In a report released last week, Finland-based cyber security firm F-Secure identified the malware as NanHaiShu (translated as South China Sea rat), a Remote Access Trojan that can access information from infected computers to its command server. STAR/File photo
MANILA, Philippines – Malware traced by a security firm to China has been discovered to have spied on the Philippine government and other parties related to the territorial dispute in the West Philippine Sea.

In a report released last week, Finland-based cyber security firm F-Secure identified the malware as NanHaiShu (translated as South China Sea rat), a Remote Access Trojan that can access information from infected computers to its command server.
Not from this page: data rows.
Issue #2315, opened 2019-05-14
Extract post-processor logic into CMS-agnostic PHP library


westonruter:
There is need in Drupal, Joomla!, Typo3 among other PHP-based CMSes for an official library to do what the AMP WordPress plugin does in its post-processor phase. The Drupal AMP module is currently using [`amp-library`](https://github.com/Lullabot/amp-library/) for this purpose. but it is very out of date and it needs to be overhauled (see https://github.com/Lullabot/amp-library/issues/231). A library which is maintained by the AMP project is needed to ensure it is kept up to date.

Such a library should include:

* Converting HTML elements to their equivalent AMPHTML ones (e.g. `img` to `amp-img`).
* Processing stylesheets (concatenating, minifying, tree-shaking).
* Removing invalid markup and reporting what was removed. 

This would essentially be extracting the entirety of the [`AMP_Theme_Support::prepare_response()`](https://github.com/ampproject/amp-wp/blob/2984fc9315bbd7c430598c9c75c0148b6527fe27/includes/class-amp-theme-support.php#L1663-L2050) method, minus the parts that are WordPress-specific. The extracted functionality would need to be configurable to plug in to any CMS, including the way it handles script dependencies and object caching.

As part of this effort, we should take the opportunity to refactor the sanitizers to clean up some legacy cruft and embrace a more modern PHP 5.6 world (which is WordPress's new minimum version). Likewise, the [`AMP_Theme_Support::ensure_required_markup()`](https://github.com/ampproject/amp-wp/blob/2984fc9315bbd7c430598c9c75c0148b6527fe27/includes/class-amp-theme-support.php#L1298-L1566) should be converted into a sanitizer, and a new sanitizer for implementing optimized/transformed AMP can be introduced (#958).

While not part of the post-processor phase, there would also be value in extracting the the oEmbed handling, defining a mapping of oEmbed URLs to how they should be converted into AMP.

bmack:
Hi Weston,

I think we should go with a "amp-php-migrator-engine" package or so. This could be ideally prepared for PHP 7+ but still support PHP 5.6 for WP - for now I'm fine coding the PHP 5.6-way.

We could then create "adapters" for each CMS as separate packages IMHO.

Do you have more docs on the amp-wp package, otherwise I can start migrating and look into a proper API so WP works with it.

westonruter:
[...]

PR #3064, opened 2019-08-21
Normalize frameborder=no|yes to frameborder=0|1 in iframe sanitizer

### LINKED ISSUE #2335: Normalize frameborder=no|yes to frameborder=0|1 in iframe sanitizer
When adding an `iframe` such as:

```html
<iframe frameborder="no" height="200" scrolling="no" src="https://player.megaphone.fm/DEM1119155060?" width="100%"></iframe>
```

It gets converted into an `amp-iframe` successfully as:

```html
<amp-iframe frameborder="0" height="200" scrolling="no" src="https://player.megaphone.fm/DEM1119155060?" width="640" sandbox="allow-scripts allow-same-origin" layout="intrinsic" class="amp-wp-enforced-sizes">
    <span placeholder="" class="amp-wp-iframe-placeholder"></span>
    <noscript>
        <iframe height="200" scrolling="no" src="https://player.megaphone.fm/DEM1119155060?" width="100%"></iframe>
    </noscript>
</amp-iframe>
```

Nevertheless, one AMP validation error is raised in the process:

image

This validation error is pointless, however, because the `iframe` that `amp-iframe` component generates already provides `frameborder=0`:

image

It seems that while HTML allows `no` as a synonym for `0` (and `yes` for `1`), this is [not supported by AMP](https://github.com/ampproject/amphtml/blob/bf504ab750f64b9343c228a1756d38d95bbba7c8/extensions/amp-iframe/validator-amp-iframe.protoascii#L46-L50):

```
  attrs: {
    name: "frameborder"
    value: "0"
    value: "1"
  }
```

Apparently this is [not even allowed in HTML4](https://www.w3.org/TR/html4/present/frames.html#h-16.5), so it could just be a common author mistake (which browsers gracefully handle, and it has been [deprecated/removed in HTML5](https://www.w3.org/TR/2010/WD-html5-20100304/obsolete.html#non-conforming-features)):

```
  frameborder (1|0)          1         -- request frame borders? --
```

The AMP plugin makes the default `frameborder=0` as seen in the generated example above. What is missing is when the `$value` is `no` it should be normalized to `0`, and when `yes` normalized to `1`:

https://github.com/ampproject/amp-wp/blob/437c335b84106a8099fb3929c8d6faeaa6d7fb7b/includes/sanitizers/class-amp-iframe-sanitizer.php#L153-L158

This will prevent a validation error from being raised, and it will allow `iframe[frameborder=yes]` to actually result in `amp-iframe[frameborder=1]` as the user intends.

schlessera:
Fixes #2335

The logic to normalize the frameborder attribute is based on the text from [https://html.spec.whatwg.org/#frames-and-framesets](https://html.spec.whatwg.org/#frames-and-framesets):

> A frameset or frame element has a border if the following algorithm returns true:
> 
> If the element has a frameborder attribute whose value is not the empty string and whose first character is either a U+0031 DIGIT ONE (1) character, a U+0079 LATIN SMALL LETTER Y character (y), or a U+0059 LATIN CAPITAL LETTER Y character (Y), then return true.

Open questions:

- [x] The actual normalization logic is a method called `sanitize_boolean_digit()` in the `AMP_Base_Sanitizer` parent class, to mirror the behavior of `sanitize_dimension()` which is in there, too. Should the base class regroup such logic that might be needed across sanitizer? Or would it make sense to extract them into either separate helper objects or traits?
- [x] The name of the method is `sanitize_boolean_digit()`... is there a name that is clearer here? Maybe an official HTML "attribute type" name I don't know about?

### DIFF
--- a/includes/sanitizers/class-amp-base-sanitizer.php
+++ b/includes/sanitizers/class-amp-base-sanitizer.php
@@ -255,6 +255,34 @@ abstract class AMP_Base_Sanitizer {
 	}
 
 	/**
+	 * Sanitizes a boolean character (or string) into a '0' or '1' character.
+	 *
+	 * @param string $value A boolean character to sanitize. If a string containing more than a single
+	 *                      character is provided, only the first character is taken into account.
+	 *
+	 * @return string Returns either '0' or '1'.
+	 */
+	public function sanitize_boolean_digit( $value ) {
+
+		if ( empty( $value ) ) {
+			return '0';
+		}
+
+		if ( ! is_string( $value ) && ! is_numeric( $value ) ) {
+			return '0';
+		}
+
+		switch ( substr( (string) $value, 0, 1 ) ) {
+			case '1':
+			case 'y':
+			case 'Y':
+				return '1';
+		}
+
+		return '0';
+	}
+
+	/**
 	 * Sets the layout, and possibly the 'height' and 'width' attributes.
 	 *
 	 * @param string[] $attributes {
--- a/includes/sanitizers/class-amp-base-sanitizer.php
+++ b/includes/sanitizers/class-amp-base-sanitizer.php
@@ -264,14 +264,17 @@ abstract class AMP_Base_Sanitizer {
 	 */
 	public function sanitize_boolean_digit( $value ) {
 
+		// Default to false if the value was forgotten.
 		if ( empty( $value ) ) {
 			return '0';
 		}
 
+		// Default to false if the value has an unexpected type.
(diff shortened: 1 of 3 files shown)


westonruter:
@schlessera Since `sanitize_boolean_digit()` is only being used in the `AMP_Iframe_Sanitizer`, perhaps best to just make it a `private` method on that class for now? Figuring out the best place for these methods and whether traits should be used will be part of the larger refactoring effort in #2315.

“The threat actors behind this malware target government and private-sector organizations that were directly or indirectly involved in the international territorial dispute centering on the South China Sea,” said F-Secure in a statement.

“Based on our observations, the timings of the attacks indicated political motivation, as they occurred either within a month following notable news reports related to the dispute, or within a month leading up to publicly known political events featuring the said issue,” it added.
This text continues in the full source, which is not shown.